AirTouch Communications Inc. and U S West Media Group announced a new $5.7 billion definitive agreement to merge U S West Media’s U.S. cellular and personal communications services interests into AirTouch.
The agreement replaces a 1994 multiphased joint venture agreement, under which Media Group was to merge its cellular and PCS interests slowly into AirTouch. AirTouch would have owned about 74 percent of the partnership and Media Group would have held a 26-percent stake. This new agreement allows AirTouch to own all of Media Group’s U.S. cellular business, U S West NewVector Group, and the company’s 25-percent interest in PCS operator PrimeCo Personal Communications L.P. This means AirTouch will own about 50 percent of PrimeCo. Bell Atlantic Corp. owns the other half. Media Group will retain ownership of its international cellular business.
The two attempted a similar ownership agreement last April that called for AirTouch to assume $2.2 billion in debt and distribute stock to Media Group shareholders tax free. The deal hinged on the so-called Morris Trust tax code provision, which allowed tax-free spinoffs. That piece of legislation was effectively repealed in the balanced budget bill the day before the two companies made their announcement. The companies’ lobbying efforts failed to get any transitional language inserted into the final bill, forcing them to revert back to their original 1994 agreement.

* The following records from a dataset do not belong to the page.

PR #148, opened 2021-03-26
Handle datetime in MRR key merging

Shelnutt2:
Handle datetime in MRR key merging, this fixes an issue with a customer query where due to the size the condition was being applied as MRR.

### DIFF
--- a/mytile/mytile-range.cc
+++ b/mytile/mytile-range.cc
@@ -985,8 +985,10 @@ tile::build_ranges_from_key(THD *thd, const TABLE *table, const uchar *key,
 
 void tile::update_range_from_key_for_super_range(
     std::shared_ptr<tile::range> &range, key_range key, uint64_t key_offset,
-    const bool start_key, const bool last_key_part,
-    tiledb_datatype_t datatype) {
+    const bool start_key, const bool last_key_part, tiledb_datatype_t datatype,
+    THD *thd, Field *field) {
+  assert(thd);
+  assert(field);
   // Length shouldn't be zero here but better safe then segfault!
   if (key.length == 0)
     return;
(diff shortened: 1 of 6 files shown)


mytile/mytile-range.cc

Last week’s agreement calls for Media Group to receive about $1.6 billion in AirTouch dividend-bearing preferred stock and about $2.7 billion in AirTouch common stock. Also, Media Group will transfer about $1.4 billion of debt to AirTouch. The number of AirTouch common shares issued will vary depending on the trading price of AirTouch common stock during a 30-day period prior to closing. AirTouch will issue about 60.8 million shares to Media Group if AirTouch is trading at $45 or higher, for a total deal value of $5.74 billion. If AirTouch is trading at $40 or lower, Media Group will receive about 67.1 million AirTouch shares, for a total deal value of $5.69 billion.
“With this acquisition, AirTouch casts a strong vote of confidence in our industry’s future and reinforces our commitment to wireless,” said Sam Ginn, AirTouch chairman and chief executive officer. “By adding the U.S. wireless interests of U S West Media Group, we’ll significantly bolster our operating scale and expand our footprint. And we’ll do so by taking on more debt and issuing preferred stock, thereby minimizing the number of shares of AirTouch common stock issued.”
With this acquisition, AirTouch said it will rank as the second-largest wireless provider in the United States, based on third-quarter 1997 proportionate customers. It will add to its proportionate U.S. wireless portfolio 2.2 million cellular customers in 12 states.
Lehman Brothers in New York reaffirmed its 1-Buy rating on AirTouch after the announcement Thursday. It said the agreement clarified uncertainty surrounding the original deal. Previously, AirTouch had to rely on an appraisal process rather than negotiated terms.
The telecom carriers expect to complete the merger by mid-year.